Voyages ordinaires (2) : l’homme des foules

L’homme des foules de Poe. C’est le flâneur parfait, qui a élu domicile dans l’ombre du nombre, dans l’ondoyant de la foule. C’est un vieil homme qui traverse la ville pour retrouver les quartiers les plus fréquentés. Il le fait non pour se perdre, non pour se fondre, mais pour participer, chorégraphiquement, être avec ; et non pour être vu, d’ailleurs lui-même ne vous voit pas, ne vous distingue pas quand bien même vous le dévisageriez : pour lui l’importance nait du multiple, non du détail. 

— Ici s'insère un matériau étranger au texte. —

PR #2237, opened 2026-02-25
feat: make dlt resources first class citizens in cognee ingestion

siillee:
## Description

Added option to ingest dlt (re)sources via regular cognee pipeline. Currently works only for Postgres destination, and only takes schemas into account.

## Type of Change

- [ ] Code refactoring
- [ ] Other (please specify):

## Pre-submission Checklist

## DCO Affirmation

## Summary by CodeRabbit

# Release Notes

* **New Features**
  * Added Data Load Tool (DLT) source ingestion for automatic database and CSV imports
  * Implemented relational data processing with foreign key relationship extraction
  * Enhanced graph building from structured database rows

* **Improvements**
  * Configurable row limits for ingestion via environment settings
  * Improved data classification and handling for structured sources
  * Content change detection for efficient data updates

* **Documentation**
  * Added DLT ingestion workflow examples with ontology integration

### DIFF
--- a/examples/custom_pipelines/agentic_reasoning_procurement_example.py
+++ b/examples/custom_pipelines/agentic_reasoning_procurement_example.py
@@ -168,7 +168,7 @@ async def run_procurement_example():
         for q in questions:
             print(f"Question: \n{q}")
             results = await procurement_system.search_memory(q, search_categories=[category])
-            top_answer = results[category][0]
+            top_answer = results[category][0]["search_result"][0]
             print(f"Answer: \n{top_answer}\n")
             research_notes[category].append({"question": q, "answer": top_answer})
 


examples/python/simple_example.py
```diff
@@ -46,6 +46,15 @@ async def main():
     await cognee.cognify()
     print("Cognify process complete.\n")
 
+    await cognee.add("""
+    Natural language processing (NLP) is an interdisciplinary
+    subfield of computer science and information retrieval.
+
+    Andrej is an expert in NLP.
```
siillee: Note to self: Remove this nonsense

cognee/tasks/ingestion/ingest_dlt_source.py
```diff
@@ -0,0 +1,396 @@
...
+        normalized = [(c.get("name"), c.get("type")) for c in schema_info]
+    elif isinstance(schema_info, dict):
+        # Postgres format: {"col_name": {"type": "TEXT", ...}, ...}
+        normalized = sorted((k, str(v)) for k, v in schema_info.items())
+    else:
+        normalized = str(schema_info)
+    return hashlib.md5(json.dumps(normalized, sort_keys=True).encode()).hexdigest()
+
+
+async def _read_rows_from_tables(
```
siillee, line 216: Question: Is this going to be a bottleneck performance-wise? Reading an entire database is an expensive operation.

siillee:
General comment here for myself and anyone interested:

Right now we read all the rows we ingest through dlt and send those rows down our pipelines (specifically add and cognify). This can be expensive for large datasets, and also the graph that is being generated doesn't look great. Sometimes there are nodes corresponding to tables, sometimes not; the way the nodes are connected is sometimes off, etc. Maybe the example I ran (`dlt_ingestion_example.py`) is not the best for testing this tho.

Another thing is that we need to handle when someone deletes some part of their data, and tries to ingest that piece again. We need a way to delete this from our databases, graphs, etc. DLT will handle the correct deletion from the dlt database, but then we need to have some deletion functionality in the cognify pipeline that ingests this data.

cognee/api/v1/add/add.py
```diff
@@ -11,13 +12,22 @@
...
 async def add(
-    data: Union[BinaryIO, list[BinaryIO], str, list[str], DataItem, list[DataItem]],
+    data: Union[
+        BinaryIO,
+        list[BinaryIO],
+        str,
+        list[str],
+        DataItem,
+        list[DataItem],
+        Any,  # DltResource, SourceFactory, or other dlt types
```
dexters1, line 29: Can we specify the DLT types? Any makes it confusing

cognee/api/v1/add/add.py
```diff
@@ -192,6 +203,15 @@ async def add(
         dataset_name=dataset_name, dataset_id=dataset_id, user=user
     )
 
+    # Expand DLT resources (and auto-detected CSV/connection strings) into
+    # standard DataItems before the pipeline sees them.
+    data = await resolve_dlt_sources(
```
dexters1, line 208: This should be a pipeline task

cognee/modules/pipelines/operations/run_tasks_data_item.py
```diff
@@ -64,12 +64,19 @@ async def run_tasks_data_item_incremental(
...
-        # Ingest data and add metadata
-        async with open_data_file(file_path) as file:
-            classified_data = ingestion.classify(file)
-            # data_id is the hash of file contents + owner id to avoid duplicate data
-            data_id = await ingestion.identify(classified_data, user)
+        # If the DataItem carries a stable data_id (e.g. from DLT), prefer it
+        # over the content-hash-based ID so lookups stay consistent.
+        from cognee.tasks.ingestion.data_item import DataItem as DataItemType
+
+        if isinstance(data_item, DataItemType) and data_item.data_id is not None:
```
dexters1, line 71: A DataItem can be a text document 

It is primarly created to allow users to define metadata and labels for their text documents

but they still need to be stored.

This should be changed to only not store data items in case they are a relational DB

cognee/modules/data/processing/document_types/DltRowDocument.py
```diff
@@ -0,0 +1,36 @@
+from cognee.modules.chunking.Chunker import Chunker
+from cognee.modules.engine.utils.generate_node_id import generate_node_id
+from .Document import Document
+
+
+class DltRowDocument(Document):
```
dexters1, line 6: Rows should not be treated as documents, all rows should be data points that point to the Database/schema document 

and all rows should be removed/updated based on the changes to the schema/database so there is a single source of origin

cognee/tasks/ingestion/extract_dlt_fk_edges.py
```diff
@@ -0,0 +1,242 @@
...
+    doc = getattr(data_point, "is_part_of", None)
+    if doc is None:
+        return False
+    from cognee.modules.data.processing.document_types import DltRowDocument
+
+    return isinstance(doc, DltRowDocument)
+
+
+async def extract_dlt_fk_edges(data_points: List[DataPoint]) -> List[DataPoint]:
+    """Create graph edges and schema nodes from DLT-sourced relational data.
```
dexters1, line 26: Why are we creating duplicate code? 

We already have methods to handle all database related node creation and edge mappings

dexters1: Also there is no column DataPoint support here

In case of multiple rows sharing the same column value there should be a relationship between them that is created based on the column

cognee/api/v1/cognify/cognify.py
```diff
@@ -324,6 +325,7 @@ async def get_default_tasks(  # TODO: Find out a better way to do this (Boris's
             embed_triplets=embed_triplets,
             task_config={"batch_size": chunks_per_batch},
         ),
+        Task(extract_dlt_fk_edges),
```
dexters1, line 328: Migrating a relational database should be its own unique set of tasks, they are not compatible with default cognify tasks

we can call the proper custom pipeline and set of tasks based on the document being processed

cognee/modules/data/processing/document_types/DltRowDocument.py
dexters1, line 6: Each row creates a new text file in Cognee with this way of working, this is not scalable at all

as there is a limit on how many files can be opened at the same time

Image

dexters1 (approved):

PR #2253, opened 2026-02-28
Fix #2191: sanitize embedding inputs before API call

### LINKED ISSUE #2191: [Bug]: embedding API returns 422 - invalid input
### Bug Description

Cognee sends invalid text (e.g. punctuation or single words from ontology Literals/blank nodes) to the embedding API, which returns 422.

### Ontology

Pick an TTL ontology that will be used during entity extraction (e.g. `cognee-integration-langgraph/cognee_mock_saas_entitlements_demo/ontologies/saas_finance_subset.ttl`).
Set ONTOLOGY_FILE_PATH to that file’s absolute path (e.g. in the same process that will call cognee.add / cognee.cognify).

### Data and cognify

Add a dataset that will be cognified with temporal cognify (e.g. an audit/event stream: JSONL or similar with timestamps).
Run cognee.cognify(datasets=["<that_dataset_name>"], user=<user>, temporal_cognify=True) (ontology must be active during this cognify).

### Trigger the failure

Let the pipeline run: ontology-based extraction runs, then vector indexing calls the embedding API with the list of texts to embed (e.g. entity names / index fields from the graph). Because of how ontology traversal (e.g. RDFLib) handles Literals/blank nodes, some of those “names” are invalid for the API (e.g. single punctuation like (, ), or words like the, with). The embedding request is sent with one or more of these invalid strings which lead to the embedding API to return 422 (validation error).

### Expected Behavior

Only valid, embeddable text (e.g. real entity names) is sent to the embedding API, or invalid values are filtered/sanitized before the call.

### Actual Behavior

The embedding API returns 422 (validation error) because it receives empty, punctuation-only, or otherwise invalid input.

### Environment

- OS: Ubuntu in Docker
- Python: 3.12
- Cognee:  0.5.1
- LLM provider: OpenAI (e.g. gpt-4o-mini / gpt-5-mini); 
embedding: OpenAI text-embedding-3-small
DB: relational: SQLite, vector: LanceDB, graph: Kuzu 

### Logs/Error Messages

```shell

```

### Suggested fix

Filter or sanitize embedding input (e.g. in cognee/infrastructure/databases/vector/embeddings/LiteLLMEmbeddingEngine.py in embed_text()) so empty, single-character, or punctuation-only strings are not sent to the API.

### Pre-submission Checklist

Aroool:
Summary
- Filters out empty / whitespace / punctuation-only strings before calling the embedding provider to prevent 422 validation errors.
- Preserves output alignment by returning zero-vectors for filtered inputs.

Tests
- python3 -m pytest cognee/tests/test_litellm_embedding_sanitize.py

Closes #2191

## Summary by CodeRabbit

* **Bug Fixes**
  * Improved input validation for the embedding engine to gracefully handle empty and invalid strings while maintaining proper alignment with original inputs.
  * Fixed dimension handling when explicitly set or derived from responses.

* **Tests**
  * Added comprehensive unit tests for embedding sanitization and input/output alignment verification.


Aroool:
Thanks for the review!

I’ve addressed the feedback:

- Updated `_is_embeddable` to require at least two alphanumeric characters.
- Guarded against `dimensions=None` in the mock embedding path.
- Replaced direct `os.environ` mutation with `monkeypatch.setenv`.
- Strengthened the test to assert exact vector-to-index alignment.
- Moved the test to `cognee/tests/unit/` per project conventions.

All tests pass locally.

Poétique, mais au fond, rien de plus commun dans cette condamnation allégorique des grandes villes. Dans ce tableau préambulaire à la civilisation urbaine et à la culture de masse, on distingue la découpe archaïque qui sépare les vies communes des existences majuscules (dont le nom remplit les bouches, ne serait-ce que pour quelques saisons – pour certains c’est déjà une victoire) ; et cette séparation de coutume entre « figurants » et « fulgurants », reprend depuis les Enfers grecques la distinction faite entre « héros » (qui ont pris la mort pour gibier, et qui furent couronnés de gloire par elle une fois qu’ils l’ont prise) et la masse indistincte des sans noms (nonumnoï). Ces derniers ont pourtant des qualités que les premiers n’ont jamais : ils furent majoritairement paisibles, ayant renoncé à faire la course en tête au vu de l’éternité qui s’annonçait, comme les autres qui, en volant, en tuant s’il le fallait, s’affranchirent de la foule à vouloir se faire un nom. Mais surtout, ces vies minuscules qui paraissent composer les foules, loin d’avoir besoin de se noyer dans le nombre, sont par nature les plus enclines à tomber amoureuses de détails, à se dénicher des singularités inédites, à s’attacher à des présences qui ne sont que ça – des présences – et non des existences en représentations, des vies qui ne vivent que par l’onction du bruit, de la clameur, des applaudissements, figées dans l’attente de leurs éloges funèbres. Elles ont un sens du passage qui est leur principale force, et une science de la vanité qui ne cède en rien à la finesse de Pascal. Et cette science dépasse en valeur tous les baltringues rencontrés et leur impedimenta de lâchetés, d’avarices, de jalousies et de petitesses dont ils s’accompagnent souvent – pour autant que l’on n’oublie pas leurs solidarités naturelles.

Le plus important des êtres est dans leur silence se dit Léo. Et toi, dit-il, autant que tu continues à écrire sub rosa, en confidence, comme on disait parfois écrire au Moyen-âge. De toutes façons, ton dieu a toujours été celui-là, Harpocrate, le dieu des gens du silence.